Barriss listened in silence and Luminara answered for both of them. "I understand." Mace took the room back. "Master Unduli, if you accept this mission, your first duty remains your Padawan." Barriss' eyes moved at that. Luminara's expression stayed composed, but something in her posture changed. Mace's gaze did not move from her. "You will not lose sight of the assignment. But neither will the Council place your student in a situation she does not understand."

Mace looked between master and student. "If you accept, reports will come directly to the Council."

"Of course," Luminara said. Mace turned slightly toward Barriss. "Padawan Offee." She straightened. "Master Windu."

"If you go, you are not there to win an argument with a child. You are not there to prove the Order right. You are not there to carry every curiosity back." Barriss nodded once. "No, Master."
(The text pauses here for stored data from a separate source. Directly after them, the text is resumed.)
Issue #5015, opened 2022-11-27
Some Gradle Projects can't be Loaded due to NotSerializableException


lkishalmi:
### Apache NetBeans version

Apache NetBeans 16 release candidate

### What happened

I've tried to open the `netbeans-website/netbeans.apache.org` the IDE reports a  notification that it cannot be open due to NotSerializableException on `tasks.propertyValues`

### How to reproduce

1. Clone https://github.com/apache/netbeans-website
2. Open the netbeans.apace.org project in it

### Did this work correctly in an earlier version?

Apache NetBeans 15

### Operating System

Ubuntu 22.04 and 22.10

### JDK

Java 17

### Apache NetBeans packaging

Own source build

### Are you willing to submit a pull request?

No

### Code of Conduct

Yes

sdedic:
Will fix by tomorrow to get to the patch release. Thanks.

PR #4984, opened 2022-11-18
[#4865] Register JDPA and Java Compiler Output on Project level

lkishalmi:
This is a small change that registers the Gradle JDPA and JavaCompiler output listener on General Gradle project level instead of individual plugin level, so projects that non necessary Java project, but has Java sub-projects or deals with Java/JVM in some way can have their output processed. 

Fixes #4865

PR #5022, opened 2022-11-28
Fix Gradle/broken task dependency and serialization

sdedic:
During debugging of #5015, I've also encountered some broken task that depended on a non-existing class: so I wrapped task dependencies into `try-catch(LinkageError)`. 

The not serializable bug itself was caused by an improper test for primitive that passed on even some generated proxy with no package. The current version will still pass more values than just primitive wrappers (anything from java.lang).


lkishalmi (approved):
Looks good.

sdedic:
Note - the failing test is because of #4984, this PR should not have any effect on that test (negative or positive).

sdedic:
@lkishalmi can I merge this before #4984 fix ?

lkishalmi:
First this should go to master first. then it would be backported  (cherry-picked) for NB16u1 as a separate PR.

"You are there to remain yourself. To learn. To speak honestly when honesty is useful. And to keep your eyes open."

"Yes, Master."

Yoda heard the firmness in her answer. Luminara was quiet for a few breaths before speaking again. "If I refuse, what then?" Mace answered plainly. "Then we consider another path." Luminara looked down briefly, thinking. Barriss did not look at her teacher. She kept her gaze lowered and waited, which told Yoda much about the trust between them. At last Luminara lifted her head. "I will accept."